Your assignment: Write down each entry again, exactly as it reads.

Data supplied: Begin

PR #1044, opened 2026-04-07
Bslawomir330 patch 1

bslawomir330:
# FRR frr-reload.py path update to /usr/libexec/frr/

## Summary
This pull request updates the FRR (FRRouting) recipe to use the correct path for `frr-reload.py` in `/usr/libexec/frr/` instead of `/usr/lib/frr/`.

Data supplied: End

Response below:
PR #1044, opened 2026-04-07
Bslawomir330 patch 1

bslawomir330:
# FRR frr-reload.py path update to /usr/libexec/frr/

## Summary
This pull request updates the FRR (FRRouting) recipe to use the correct path for `frr-reload.py` in `/usr/libexec/frr/` instead of `/usr/lib/frr/`.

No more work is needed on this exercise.